Description of problem: time taken to query 12GB json is high and cpu utilisation by radosgw is very high approximately same time to execute on both baremetal cluster and normal openstack vm cluster. no change if we use haproxy endpoint or rgw point in the request It took approximately 6 min to execute below query on 12GB json file: [cephuser@extensa022 ~]$ timedatectl; time venv/bin/aws s3api --endpoint-url http://extensa027.ceph.redhat.com:80 select-object-content --bucket bkt1 --key json12gb --expression-type 'SQL' --input-serialization '{"JSON": {"Type": "DOCUMENT"}, "CompressionType": "NONE"}' --output-serialization '{"CSV": {}}' --expression "select count(*) from S3Object[*];" /dev/stdout Local time: Wed 2023-09-27 06:39:47 UTC Universal time: Wed 2023-09-27 06:39:47 UTC RTC time: Wed 2023-09-27 06:39:47 Time zone: Etc/UTC (UTC, +0000) System clock synchronized: yes NTP service: active RTC in local TZ: no 4894081#=== 0 ===# real 5m54.214s user 0m0.762s sys 0m0.158s cpu utilization is approximately 100% by radosgw only. top command on rgw node shows: PID USER PR NI VIRT RES SHR S %CPU %MEM TIME+ COMMAND 118247 ceph 20 0 5349224 209952 37276 S 101.3 0.3 19:30.82 radosgw moreover if we execute multiple queries(say n) at the same time, cpu utilization percentage by radosgw multiplies by n for eg. execute the same query on 4 different terminals at the same time, cpu utilization is approximately 400% and the time taken by each query also increases as expected PID USER PR NI VIRT RES SHR S %CPU %MEM TIME+ COMMAND 118247 ceph 20 0 5392948 271236 37760 S 404.3 0.4 54:40.55 radosgw Version-Release number of selected component (if applicable): ceph version 18.2.0-52.el9cp How reproducible: always Steps to Reproduce: 1.deploy rhcs7.0 ceph cluster 2.upload the below json object using aws-cli 3.execute the query "select count(*) from S3Object[*];" Actual results: time taken to execute query is very high and cpu utilization is also very high Expected results: expected less time and cpu utilization to execute query Additional info: 12GB json file is taken from https://www.kaggle.com/datasets/mathurinache/citation-network-dataset copied the same file here: http://magna002.ceph.redhat.com/ceph-qe-logs/HemanthSai/dblp.v12.json baremetal cluster pri rgw node: extensa027.ceph.redhat.com user/pass: root/r , cephuser/cephuser
it should consume 100% CPU, its by design. there isn't any type of wait or lock. as for memory, it consumes very little (try to use JQ application or Python on that object...) the s3select should not limit itself, since its a pure function. the resource consumption limitation should be implemented by the RGW routines. is it a release version? or debug version? as for expected time(too long) compares to what?

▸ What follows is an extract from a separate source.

PR #365, opened 2026-04-02
GG-229: Switch regression testing to ubuntu24

ShapatinAA:
Switch regression testing to ubuntu24

This patch changes `plpythonu` to `plpython3u` almost everywhere, except for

please change the query instead of "count(*)" use "count()" remove the *
in order to establish that operator `count()` is too slow it needs to compare it to other operations. CSV reader scans the whole object the same as JSON, we can compare both readers. we can also use Trino (it runs parallel requests) NOTE: the JSON is much more complex than the CSV, it needs to handle more use cases. but still, it should be executed in a reasonable time.
in case 7.0z1 release has passed, it is not fixable. it needs to verify whether TIME&CPU utilization(per JSON format), is reasonable. compared to the other formats (CSV and Parquet) it is slower.